WORK REQUEST —
Tally how many lines in the material include the word "returned", then give that figure by itself.

PROVIDED RECORDS —

# # # # # # #

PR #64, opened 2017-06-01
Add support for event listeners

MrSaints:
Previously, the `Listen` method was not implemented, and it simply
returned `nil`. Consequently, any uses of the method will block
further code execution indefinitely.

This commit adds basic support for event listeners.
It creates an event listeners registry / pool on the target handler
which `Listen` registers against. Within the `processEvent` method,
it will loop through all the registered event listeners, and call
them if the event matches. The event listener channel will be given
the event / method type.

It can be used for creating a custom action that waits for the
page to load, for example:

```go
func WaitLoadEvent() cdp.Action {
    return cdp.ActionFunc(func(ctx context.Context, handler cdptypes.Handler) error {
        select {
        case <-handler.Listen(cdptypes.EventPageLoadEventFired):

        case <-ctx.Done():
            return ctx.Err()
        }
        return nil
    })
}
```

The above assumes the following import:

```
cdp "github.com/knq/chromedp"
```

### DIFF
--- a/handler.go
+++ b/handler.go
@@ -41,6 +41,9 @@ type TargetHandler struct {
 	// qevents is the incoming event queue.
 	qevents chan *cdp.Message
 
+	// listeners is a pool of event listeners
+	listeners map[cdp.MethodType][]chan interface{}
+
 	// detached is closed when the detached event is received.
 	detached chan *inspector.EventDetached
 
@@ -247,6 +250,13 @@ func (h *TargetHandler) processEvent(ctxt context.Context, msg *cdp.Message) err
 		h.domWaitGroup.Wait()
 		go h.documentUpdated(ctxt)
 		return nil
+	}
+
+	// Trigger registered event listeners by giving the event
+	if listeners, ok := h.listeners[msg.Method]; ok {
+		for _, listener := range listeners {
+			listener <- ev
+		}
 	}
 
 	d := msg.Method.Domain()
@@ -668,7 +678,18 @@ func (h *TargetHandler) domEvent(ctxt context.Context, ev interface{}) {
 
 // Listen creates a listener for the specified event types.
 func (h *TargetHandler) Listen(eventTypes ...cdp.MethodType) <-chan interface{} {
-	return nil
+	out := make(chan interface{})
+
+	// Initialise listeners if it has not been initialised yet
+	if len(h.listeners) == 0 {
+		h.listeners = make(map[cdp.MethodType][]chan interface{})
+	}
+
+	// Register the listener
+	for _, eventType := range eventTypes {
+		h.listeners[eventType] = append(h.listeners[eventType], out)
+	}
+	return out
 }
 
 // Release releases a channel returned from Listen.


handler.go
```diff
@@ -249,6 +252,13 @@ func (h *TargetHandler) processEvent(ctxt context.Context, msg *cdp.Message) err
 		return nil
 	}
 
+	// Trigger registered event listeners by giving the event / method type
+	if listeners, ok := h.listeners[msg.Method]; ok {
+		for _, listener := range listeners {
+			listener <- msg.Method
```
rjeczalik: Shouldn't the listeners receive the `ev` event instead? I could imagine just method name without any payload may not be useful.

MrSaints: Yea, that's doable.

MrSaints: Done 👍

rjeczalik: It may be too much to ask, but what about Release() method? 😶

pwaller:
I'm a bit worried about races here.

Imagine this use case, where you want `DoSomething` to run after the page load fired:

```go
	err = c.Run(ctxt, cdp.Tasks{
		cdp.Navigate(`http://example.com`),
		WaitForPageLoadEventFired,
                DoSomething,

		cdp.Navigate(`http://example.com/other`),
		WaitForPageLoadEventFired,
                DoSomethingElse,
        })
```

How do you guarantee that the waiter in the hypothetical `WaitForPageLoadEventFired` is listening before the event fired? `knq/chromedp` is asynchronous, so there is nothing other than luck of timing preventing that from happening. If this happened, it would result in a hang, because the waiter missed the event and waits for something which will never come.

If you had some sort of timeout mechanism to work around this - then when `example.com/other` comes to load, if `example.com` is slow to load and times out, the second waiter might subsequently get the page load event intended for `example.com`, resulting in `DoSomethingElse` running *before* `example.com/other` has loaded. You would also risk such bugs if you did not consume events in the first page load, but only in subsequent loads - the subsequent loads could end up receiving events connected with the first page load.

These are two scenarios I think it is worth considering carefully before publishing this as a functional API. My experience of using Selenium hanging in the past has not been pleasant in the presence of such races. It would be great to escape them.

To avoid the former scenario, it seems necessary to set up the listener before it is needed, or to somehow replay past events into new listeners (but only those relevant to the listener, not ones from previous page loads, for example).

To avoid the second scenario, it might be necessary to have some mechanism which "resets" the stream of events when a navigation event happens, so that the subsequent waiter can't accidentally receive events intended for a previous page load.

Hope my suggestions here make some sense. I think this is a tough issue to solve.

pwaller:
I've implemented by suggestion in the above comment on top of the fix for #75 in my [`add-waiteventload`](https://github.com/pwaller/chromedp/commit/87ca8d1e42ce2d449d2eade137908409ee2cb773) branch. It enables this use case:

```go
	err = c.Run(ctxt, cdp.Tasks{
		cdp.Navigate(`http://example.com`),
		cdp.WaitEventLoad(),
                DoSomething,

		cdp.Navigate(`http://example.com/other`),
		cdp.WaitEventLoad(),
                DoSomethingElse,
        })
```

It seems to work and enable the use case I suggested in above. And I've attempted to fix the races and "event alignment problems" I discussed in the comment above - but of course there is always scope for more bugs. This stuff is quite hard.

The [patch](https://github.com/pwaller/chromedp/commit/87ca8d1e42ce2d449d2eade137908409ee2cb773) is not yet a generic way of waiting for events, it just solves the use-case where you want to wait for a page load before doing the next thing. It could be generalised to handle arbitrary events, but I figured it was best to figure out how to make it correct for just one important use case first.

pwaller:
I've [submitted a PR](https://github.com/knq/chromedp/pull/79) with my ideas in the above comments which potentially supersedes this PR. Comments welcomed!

# # # # # # #

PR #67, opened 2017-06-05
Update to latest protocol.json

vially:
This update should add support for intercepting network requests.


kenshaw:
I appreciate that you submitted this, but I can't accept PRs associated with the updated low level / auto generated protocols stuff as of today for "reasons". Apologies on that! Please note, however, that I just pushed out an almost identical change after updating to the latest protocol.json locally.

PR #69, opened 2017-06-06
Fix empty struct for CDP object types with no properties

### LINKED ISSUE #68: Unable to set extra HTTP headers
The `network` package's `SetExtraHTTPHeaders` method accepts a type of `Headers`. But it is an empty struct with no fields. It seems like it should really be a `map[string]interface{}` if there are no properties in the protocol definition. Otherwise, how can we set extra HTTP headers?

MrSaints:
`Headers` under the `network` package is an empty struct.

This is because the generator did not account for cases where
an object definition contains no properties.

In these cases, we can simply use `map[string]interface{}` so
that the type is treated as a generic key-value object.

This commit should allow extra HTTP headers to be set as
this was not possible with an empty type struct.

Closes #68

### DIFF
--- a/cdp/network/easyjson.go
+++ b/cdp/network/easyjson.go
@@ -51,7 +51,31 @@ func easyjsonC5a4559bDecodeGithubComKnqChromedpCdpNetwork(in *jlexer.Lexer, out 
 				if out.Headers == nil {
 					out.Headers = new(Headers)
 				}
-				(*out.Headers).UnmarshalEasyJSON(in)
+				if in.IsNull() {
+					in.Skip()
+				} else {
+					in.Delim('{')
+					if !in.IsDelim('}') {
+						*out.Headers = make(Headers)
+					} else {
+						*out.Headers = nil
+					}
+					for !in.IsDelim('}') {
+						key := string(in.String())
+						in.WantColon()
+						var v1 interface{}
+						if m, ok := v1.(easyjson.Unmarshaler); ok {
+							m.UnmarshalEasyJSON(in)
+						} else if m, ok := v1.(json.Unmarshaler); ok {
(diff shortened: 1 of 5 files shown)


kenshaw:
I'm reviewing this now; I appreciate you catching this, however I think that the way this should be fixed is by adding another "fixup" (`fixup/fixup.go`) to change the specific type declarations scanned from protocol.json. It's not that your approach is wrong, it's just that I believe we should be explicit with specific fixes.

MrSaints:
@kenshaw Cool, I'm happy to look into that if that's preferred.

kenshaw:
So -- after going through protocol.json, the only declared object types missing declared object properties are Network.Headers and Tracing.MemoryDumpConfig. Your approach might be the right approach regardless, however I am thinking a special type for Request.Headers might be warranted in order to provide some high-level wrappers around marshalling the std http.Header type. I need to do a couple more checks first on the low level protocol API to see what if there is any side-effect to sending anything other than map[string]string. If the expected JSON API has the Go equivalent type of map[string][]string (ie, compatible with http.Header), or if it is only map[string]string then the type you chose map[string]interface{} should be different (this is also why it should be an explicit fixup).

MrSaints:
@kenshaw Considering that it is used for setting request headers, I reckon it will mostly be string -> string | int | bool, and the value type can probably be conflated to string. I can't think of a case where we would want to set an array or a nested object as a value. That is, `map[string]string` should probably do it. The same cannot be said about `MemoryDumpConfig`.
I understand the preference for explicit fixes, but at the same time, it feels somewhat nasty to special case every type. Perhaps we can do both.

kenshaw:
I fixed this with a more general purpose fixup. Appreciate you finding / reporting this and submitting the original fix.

# # # # # # #

OUTPUT FOR THIS TASK —
2